# [Stored data]

____

PR #1297, opened 2023-12-17
Linear Two-Variable Equalities Analysis

alina-weber:
## Linear Two-Variable Equalities Analysis

This pull request introduces an analysis for linear two variable equalities (ref: [A. Flexeder, M. Petter, and H. Seidl Fast Interprocedural Linear Two-Variable Equalities](http://doi.acm.org/10.1145/2049706.2049710)). The structure of the analysis implementation is mostly based on the affine equality analysis (`affeq`).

____

# [PROMPT]
Go through the entries above and pull out each line with "Linear" in it.

# [SOLUTION BELOW]
Linear Two-Variable Equalities Analysis
## Linear Two-Variable Equalities Analysis
This pull request introduces an analysis for linear two variable equalities (ref: [A. Flexeder, M. Petter, and H. Seidl Fast Interprocedural Linear Two-Variable Equalities](http://doi.acm.org/10.1145/2049706.2049710)). The structure of the analysis implementation is mostly based on the affine equality analysis (`affeq`).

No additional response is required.